(Stored items from a collection)
PR #422, opened 2026-07-18
Fix(notation): fixed legacy notation for Nix

pimkoter:
There were still some old "Xorg.NAME was renamed to X" warnings in ./packaging/nix/package-desktop.nix

### DIFF
--- a/packaging/nix/package-desktop.nix
+++ b/packaging/nix/package-desktop.nix
@@ -7,7 +7,6 @@
   wrapGAppsHook3,
   copyDesktopItems,
   makeDesktopItem,
-
   # Electron / Chromium runtime libraries
   alsa-lib,
   at-spi2-atk,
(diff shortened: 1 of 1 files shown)


adibhanna (changes requested):
Thanks for tackling this, @pimkoter — clearing the `xorg.*` deprecation warnings is a welcome cleanup. A few things to sort out before it can go in:

**1. Please drop / split the unrelated changes.** Beyond the notation fix, this PR also does two things I'd like handled separately:

- `release-data.json` rewrites `"hash"` — the `fetchFromGitHub` **source** hash used by `package-server.nix` — for the already-released **v2.14.0** (`sha256-PdTD3o…` → `sha256-C+doF2…`). That's unrelated to the desktop Xorg fix. If you hit a real source-hash mismatch it's worth its own PR with the `nix-prefetch`/`nix build` output so it can be verified; please revert it here.
- `package-desktop.nix` drops the nested `WAYLAND_DISPLAY:+` guard on the ozone flag: `NIXOS_OZONE_WL:+WAYLAND_DISPLAY:+--ozone-platform-hint=auto` becomes `NIXOS_OZONE_WL:+…`, so the hint is now added whenever `NIXOS_OZONE_WL` is set even with no Wayland display. If that's intentional, please call it out and why; otherwise please keep the original guard.

**2. Please keep the diff minimal.** Most of the 142/133 is a whole-file reformat (indentation, list spacing). Trimming it back to just the ~12 `buildInputs` renames makes it easy to review and less likely to collide with the per-release edits to this file.

**3. Verification.** We can't build the Nix packages in CI or locally on our side (no Linux/Nix here), and the desktop derivation is `x86_64-linux`-only, so we can't confirm the flattened names (`libx11`, `libxscrnsaver`, `libxtst`, …) all resolve on the nixpkgs revision your users pin. Could you paste the output of a successful `nix build .#zennotes-desktop` plus the nixpkgs rev? That's the main thing standing between this and a merge.

Really appreciate the contribution — scoped down to just the notation rename plus a build log, this should be quick to land.

PR #432, opened 2026-07-20
fix(nix) fixed legacy xorg syntax

pimkoter:
Screenshot from 2026-07-20 22-14-00
Built completed on nixpkgs rev 753cc8a3a87467296ddd1fa93f0cc3e81120ee46

### DIFF
--- a/flake.nix
+++ b/flake.nix
@@ -5,39 +5,35 @@
     nixpkgs.url = "github:NixOS/nixpkgs/nixos-unstable";
   };
 
-  outputs = { nixpkgs, ... }:
-    let
-      systems = nixpkgs.lib.platforms.linux ++ nixpkgs.lib.platforms.darwin;
+  outputs = {nixpkgs, ...}: let
+    systems = nixpkgs.lib.platforms.linux ++ nixpkgs.lib.platforms.darwin;
 
-      forAllSystems = nixpkgs.lib.genAttrs systems;
-    in
-    {
-      packages = forAllSystems (system:
-        let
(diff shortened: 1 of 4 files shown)


adibhanna:
Thanks a lot for digging into the Nix packaging, @pimkoter — and especially for the `services.zennotes` NixOS module, that's a genuinely useful addition. 🙏

I'm going to close this PR as-is, but I'd love to take part of it. Here's the reasoning, channel by channel:

- **`xorg.libX11` → `libX11` (the titled "fix"):** we just cut 2.15.0, and the `nix-update` workflow ran `nix build .#zennotes-desktop .#zennotes-server` on a Nix runner against current `main` — with the existing `xorg.*` syntax — and it built cleanly. So the desktop/server packages already build fine as-is; this change isn't fixing a break on our side.
- **`release-data.json` hash:** `main` is now at 2.15.0 with freshly recomputed, build-verified hashes, so the 2.14.0 line this PR edits is no longer used. (It also differed from the value our recompute step produced.)
- **Formatting:** the alejandra reformat of `flake.nix` / `package-desktop.nix` is a big diff that we'd rather not fold in alongside functional changes — it makes future diffs noisy against the current style.

What I'd genuinely like to merge is the **`server-module.nix`** on its own. Could you open a small, focused PR with just that file (plus the `nixosModules.server` wiring in `flake.nix`)? I'll run it through CI and get it in for the next release, with credit to you.

Really appreciate the contribution — sorry to send you a second lap on the module, but a focused PR will sail through.

PR #426, opened 2026-07-19
editor: fix frontmatter heading styling

junereycasuga:
> **DISCLAIMER**: I'm not sure if this is the intended UI or not. But creating a PR anyway :)

Fix frontmatter styling in the editor.

CodeMirror can tokenize the line before a closing `---` frontmatter fence as a setext heading when there isn't a blank line before the fence. This caused valid frontmatter to render with large heading typography in edit mode.

This makes frontmatter card styling override heading tokens inside the frontmatter block, so both forms render consistently.

Also adds a preview regression test that verifies leading YAML/TOML frontmatter is hidden from rendered markdown.

**Before:**
image

**After:**
image

PR #443, opened 2026-07-22
editor: toggle inline formats off at closing marker

junereycasuga:
**Summary**

 Fixes inline formatting shortcuts so pressing

- Mod+B (Bold)
- Mod+I (Italic)
- Mod+E (Code)
- Mod+Shift+S (Strikethrough)
- Mod+Shift+H (Highlight)

a second time after typing formatted text exits the formatting span instead of inserting another nested markdown marker pair.

 **Changes**

 - Detects empty-cursor formatting toggles immediately before a closing marker.
 - Moves the cursor after the closing marker to “turn off” the active format.
 - Removes an untouched empty marker pair when toggled again immediately.
 - Adds regression coverage for active-format exit behavior and empty-pair cleanup.

**Before**

https://github.com/user-attachments/assets/7cb98bcf-a5c5-4a07-922e-983f78e85057

**After**

https://github.com/user-attachments/assets/a781a0e6-adb8-43a8-aeec-c8c8383cef1a

### DIFF
--- a/packages/app-core/src/lib/cm-format.test.ts
+++ b/packages/app-core/src/lib/cm-format.test.ts
@@ -51,6 +51,29 @@ describe('toggleWrap', () => {
     expect(view.state.selection.main.head).toBe(3) // between == and ==
   })
 
+  it('moves past the closing marker when toggling off an active empty-selection wrap', () => {
+    const view = mount('**bold** text', 6, 6) // cursor before closing **
+    toggleWrap(view, '**')
+    expect(view.state.doc.toString()).toBe('**bold** text')
+    expect(view.state.selection.main.empty).toBe(true)
+    expect(view.state.selection.main.head).toBe(8)
+  })
+
+  it('removes an untouched empty pair when pressing the shortcut again', () => {
+    const view = mount('****', 2, 2) // between the opening and closing **
+    toggleWrap(view, '**')
+    expect(view.state.doc.toString()).toBe('')
+    expect(view.state.selection.main.empty).toBe(true)
+    expect(view.state.selection.main.head).toBe(0)
+  })
+
+  it('does not treat a cursor before a later opening marker as active formatting', () => {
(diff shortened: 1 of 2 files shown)


adibhanna:
Merged into `v2.19.0` — thanks @junereycasuga, this ships in 2.19.0.

Good fix, and the right instinct about where it belonged: pressing the shortcut a second time should get you *out* of the span, not stack another pair inside it. I checked it by driving the real editor rather than only the unit tests — `Cmd+B` `bold` `Cmd+B` ` plain` now writes `**bold** plain`, and the code/strike/highlight markers behave the same way.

To do ▸ Render the whole set of entries again, exactly as given.

Reply ▸
PR #422, opened 2026-07-18
Fix(notation): fixed legacy notation for Nix

pimkoter:
There were still some old "Xorg.NAME was renamed to X" warnings in ./packaging/nix/package-desktop.nix

### DIFF
--- a/packaging/nix/package-desktop.nix
+++ b/packaging/nix/package-desktop.nix
@@ -7,7 +7,6 @@
   wrapGAppsHook3,
   copyDesktopItems,
   makeDesktopItem,
-
   # Electron / Chromium runtime libraries
   alsa-lib,
   at-spi2-atk,
(diff shortened: 1 of 1 files shown)


adibhanna (changes requested):
Thanks for tackling this, @pimkoter — clearing the `xorg.*` deprecation warnings is a welcome cleanup. A few things to sort out before it can go in:

**1. Please drop / split the unrelated changes.** Beyond the notation fix, this PR also does two things I'd like handled separately:

- `release-data.json` rewrites `"hash"` — the `fetchFromGitHub` **source** hash used by `package-server.nix` — for the already-released **v2.14.0** (`sha256-PdTD3o…` → `sha256-C+doF2…`). That's unrelated to the desktop Xorg fix. If you hit a real source-hash mismatch it's worth its own PR with the `nix-prefetch`/`nix build` output so it can be verified; please revert it here.
- `package-desktop.nix` drops the nested `WAYLAND_DISPLAY:+` guard on the ozone flag: `NIXOS_OZONE_WL:+WAYLAND_DISPLAY:+--ozone-platform-hint=auto` becomes `NIXOS_OZONE_WL:+…`, so the hint is now added whenever `NIXOS_OZONE_WL` is set even with no Wayland display. If that's intentional, please call it out and why; otherwise please keep the original guard.

**2. Please keep the diff minimal.** Most of the 142/133 is a whole-file reformat (indentation, list spacing). Trimming it back to just the ~12 `buildInputs` renames makes it easy to review and less likely to collide with the per-release edits to this file.

**3. Verification.** We can't build the Nix packages in CI or locally on our side (no Linux/Nix here), and the desktop derivation is `x86_64-linux`-only, so we can't confirm the flattened names (`libx11`, `libxscrnsaver`, `libxtst`, …) all resolve on the nixpkgs revision your users pin. Could you paste the output of a successful `nix build .#zennotes-desktop` plus the nixpkgs rev? That's the main thing standing between this and a merge.

Really appreciate the contribution — scoped down to just the notation rename plus a build log, this should be quick to land.

PR #432, opened 2026-07-20
fix(nix) fixed legacy xorg syntax

pimkoter:
Screenshot from 2026-07-20 22-14-00
Built completed on nixpkgs rev 753cc8a3a87467296ddd1fa93f0cc3e81120ee46

### DIFF
--- a/flake.nix
+++ b/flake.nix
@@ -5,39 +5,35 @@
     nixpkgs.url = "github:NixOS/nixpkgs/nixos-unstable";
   };
 
-  outputs = { nixpkgs, ... }:
-    let
-      systems = nixpkgs.lib.platforms.linux ++ nixpkgs.lib.platforms.darwin;
+  outputs = {nixpkgs, ...}: let
+    systems = nixpkgs.lib.platforms.linux ++ nixpkgs.lib.platforms.darwin;
 
-      forAllSystems = nixpkgs.lib.genAttrs systems;
-    in
-    {
-      packages = forAllSystems (system:
-        let
(diff shortened: 1 of 4 files shown)


adibhanna:
Thanks a lot for digging into the Nix packaging, @pimkoter — and especially for the `services.zennotes` NixOS module, that's a genuinely useful addition. 🙏

I'm going to close this PR as-is, but I'd love to take part of it. Here's the reasoning, channel by channel:

- **`xorg.libX11` → `libX11` (the titled "fix"):** we just cut 2.15.0, and the `nix-update` workflow ran `nix build .#zennotes-desktop .#zennotes-server` on a Nix runner against current `main` — with the existing `xorg.*` syntax — and it built cleanly. So the desktop/server packages already build fine as-is; this change isn't fixing a break on our side.
- **`release-data.json` hash:** `main` is now at 2.15.0 with freshly recomputed, build-verified hashes, so the 2.14.0 line this PR edits is no longer used. (It also differed from the value our recompute step produced.)
- **Formatting:** the alejandra reformat of `flake.nix` / `package-desktop.nix` is a big diff that we'd rather not fold in alongside functional changes — it makes future diffs noisy against the current style.

What I'd genuinely like to merge is the **`server-module.nix`** on its own. Could you open a small, focused PR with just that file (plus the `nixosModules.server` wiring in `flake.nix`)? I'll run it through CI and get it in for the next release, with credit to you.

Really appreciate the contribution — sorry to send you a second lap on the module, but a focused PR will sail through.

PR #426, opened 2026-07-19
editor: fix frontmatter heading styling

junereycasuga:
> **DISCLAIMER**: I'm not sure if this is the intended UI or not. But creating a PR anyway :)

Fix frontmatter styling in the editor.

CodeMirror can tokenize the line before a closing `---` frontmatter fence as a setext heading when there isn't a blank line before the fence. This caused valid frontmatter to render with large heading typography in edit mode.

This makes frontmatter card styling override heading tokens inside the frontmatter block, so both forms render consistently.

Also adds a preview regression test that verifies leading YAML/TOML frontmatter is hidden from rendered markdown.

**Before:**
image

**After:**
image

PR #443, opened 2026-07-22
editor: toggle inline formats off at closing marker

junereycasuga:
**Summary**

 Fixes inline formatting shortcuts so pressing

- Mod+B (Bold)
- Mod+I (Italic)
- Mod+E (Code)
- Mod+Shift+S (Strikethrough)
- Mod+Shift+H (Highlight)

a second time after typing formatted text exits the formatting span instead of inserting another nested markdown marker pair.

 **Changes**

 - Detects empty-cursor formatting toggles immediately before a closing marker.
 - Moves the cursor after the closing marker to “turn off” the active format.
 - Removes an untouched empty marker pair when toggled again immediately.
 - Adds regression coverage for active-format exit behavior and empty-pair cleanup.

**Before**

https://github.com/user-attachments/assets/7cb98bcf-a5c5-4a07-922e-983f78e85057

**After**

https://github.com/user-attachments/assets/a781a0e6-adb8-43a8-aeec-c8c8383cef1a

### DIFF
--- a/packages/app-core/src/lib/cm-format.test.ts
+++ b/packages/app-core/src/lib/cm-format.test.ts
@@ -51,6 +51,29 @@ describe('toggleWrap', () => {
     expect(view.state.selection.main.head).toBe(3) // between == and ==
   })
 
+  it('moves past the closing marker when toggling off an active empty-selection wrap', () => {
+    const view = mount('**bold** text', 6, 6) // cursor before closing **
+    toggleWrap(view, '**')
+    expect(view.state.doc.toString()).toBe('**bold** text')
+    expect(view.state.selection.main.empty).toBe(true)
+    expect(view.state.selection.main.head).toBe(8)
+  })
+
+  it('removes an untouched empty pair when pressing the shortcut again', () => {
+    const view = mount('****', 2, 2) // between the opening and closing **
+    toggleWrap(view, '**')
+    expect(view.state.doc.toString()).toBe('')
+    expect(view.state.selection.main.empty).toBe(true)
+    expect(view.state.selection.main.head).toBe(0)
+  })
+
+  it('does not treat a cursor before a later opening marker as active formatting', () => {
(diff shortened: 1 of 2 files shown)


adibhanna:
Merged into `v2.19.0` — thanks @junereycasuga, this ships in 2.19.0.

Good fix, and the right instinct about where it belonged: pressing the shortcut a second time should get you *out* of the span, not stack another pair inside it. I checked it by driving the real editor rather than only the unit tests — `Cmd+B` `bold` `Cmd+B` ` plain` now writes `**bold** plain`, and the code/strike/highlight markers behave the same way.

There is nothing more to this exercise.